#### Problem details
A single number is required: how many lines in the data below contain "True".

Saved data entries
PR #1803, opened 2024-10-25
SNOW-1789074: SPCS SnowCLI Log Streaming

sfc-gh-ashen:
### Pre-review checklist

### Changes description
The updated snow spcs service logs command now supports additional parameters for enhanced log retrieval and monitoring:
--since: Start log retrieval from a specified UTC timestamp.
--include-timestamps: Add timestamps to log entries for log streaming.
--follow (-f): Stream logs in real-time.
--follow-interval: Customize polling intervals during log streaming.


src/snowflake/cli/_plugins/spcs/services/commands.py
```diff
@@ -221,20 +225,68 @@ def logs(
     num_lines: int = typer.Option(
         500, "--num-lines", help="Number of lines to retrieve."
     ),
+    previous_logs: bool = typer.Option(
```
sfc-gh-tkommineni, line 228: why are we exposing previous_logs

src/snowflake/cli/_plugins/spcs/common.py
```diff
@@ -95,5 +95,41 @@ def handle_object_already_exists(
...
 
+def extract_log(log):
+    return log[0] if isinstance(log, tuple) else log
+
+
+def filter_log_timestamp(log: str, include_timestamps: bool) -> str:
+    if include_timestamps:
+        return log
+    else:
+        return log.split(" ", 1)[1] if " " in log else log
```
sfc-gh-tkommineni, line 106: why can we not write simply
log.split(" ")[1]

src/snowflake/cli/_plugins/spcs/services/manager.py
```diff
@@ -133,12 +135,65 @@ def status(self, service_name: str) -> SnowflakeCursor:
...
+                    new_log_records = log_block.split("\n")
+                    new_log_records = [line for line in new_log_records if line.strip()]
+                    if new_log_records:
+                        new_log_lines = _new_logs_only(
+                            prev_log_records, new_log_records
+                        )
+                        yield new_log_lines
+
+                        prev_log_records = new_log_lines
+                        prev_timestamp = prev_log_records[-1].split(" ", 1)[0]
```
sfc-gh-tkommineni, line 190: if new_log_records:
                        dedup_log_records = _new_logs_only(
                            prev_log_records, new_log_records
                        )
                        yield dedup_log_records

      
                        prev_timestamp = dedup_log_records[-1].split(" ", 1)[0]
                        prev_log_records = dedup_log_records

src/snowflake/cli/_plugins/spcs/services/commands.py
sfc-gh-ashen: But as you mentioned, it's okay to keep the code this way. The previous_logs parameter is included in the system function, and if we remove it, it would be confusing to pass a false in every call. This is because we should only pass a value for since when previous_logs has a value. When calling the system function, we can also demonstrate the functionality of previous_logs using SnowCLI during the presentation.

sfc-gh-turbaszek: From end user perspective "Retrieve previous logs" is very ambiguous. How many previous logs?

src/snowflake/cli/_plugins/spcs/services/commands.py
```diff
@@ -221,20 +225,68 @@ def logs(
...
+        False, "--include-timestamps", help="Include timestamps in logs", is_flag=True
+    ),
+    follow: bool = typer.Option(
+        False, "--follow", "-f", help="Continue polling for logs.", is_flag=True
+    ),
+    follow_interval: int = typer.Option(
+        2,
+        "--follow-interval",
+        help="Polling interval in seconds when using the --follow flag",
+    ),
```
sfc-gh-turbaszek, line 244: Why not recommend using `watch -n snow spcs service logs`?

sfc-gh-turbaszek, line 244: If we decide to have this functionality I would suggest combining this in into `--refresh-interval` that if provided will cause logs to be refreshed every few seconds. This also requires users to provide a number.

src/snowflake/cli/_plugins/spcs/services/commands.py
```diff
@@ -221,20 +225,68 @@ def logs(
...
     ),
+    previous_logs: bool = typer.Option(
+        False, "--previous-logs", "-p", help="Retrieve previous logs", is_flag=True
+    ),
+    since_timestamp: Optional[str] = typer.Option(
+        "", "--since", help="Timestamp to retrieve logs from"
+    ),
+    include_timestamps: bool = typer.Option(
+        False, "--include-timestamps", help="Include timestamps in logs", is_flag=True
+    ),
```
sfc-gh-turbaszek, line 236: What's the purpose of logs if there's no timestamp? Is this a necessary feature? If we don;'t have strong need for it I would suggest to add it later on once we see business/user need.

src/snowflake/cli/_plugins/spcs/services/commands.py
sfc-gh-ashen: This is another feature not related to log streaming, it is the log from last terminated instance.

src/snowflake/cli/_plugins/spcs/services/commands.py
sfc-gh-ashen: It is necessary, we need timestamps to track logs accurately. Since not all logs have timestamps, tracking becomes difficult. To address this, we introduced the include-timestamps, which adds a timestamp to each log, allowing us to reliably track the last log for the next retrieval cycle.

src/snowflake/cli/_plugins/spcs/services/commands.py
sfc-gh-tkommineni: There are several reasons for this

1. `watch -n 2 snow spcs service logs` has some drawbacks, this call will get last 1000 log lines every time invoked.
2.  The functionality that we want to support is streaming (To append new logs to a current set of logs).
      - We offer customers to stream from a particular timestamp using --since flag
      - We offer deduplication logic
      - We are also going to perform load testing to understand backend api limits anc come up with a follow interval
      - We plan to implement exponential backoff
3.  Here is the design doc - https://docs.google.com/document/d/1hvGC97jfvhfcg6gyPnFUl5j2-Xc1MKWy6C7ftc5JZ1c/edit?tab=t.0#heading=h.an8exbgprj8y
4.  This is also similar to what the events does here currently - 
https://github.com/snowflakedb/snowflake-cli/blob/dfefe77e68ee88a4f529d9eef6a6f6c1bf71b09c/src/snowflake/cli/_plugins/nativeapp/entities/application.py#L816

src/snowflake/cli/_plugins/spcs/services/commands.py
sfc-gh-tkommineni: The intention for this flag is as follows, may be we can chose better naming:
1. For every log record K8s adds a timestamp
2. Customers services which emit logs can also have timestamps in some cases.
3. If customer services already emit timestamps k8s timestamps might be redundant.
4. Hence, this flag is to turn on/off the k8s appended timestamps to each log record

#### Output of the task
4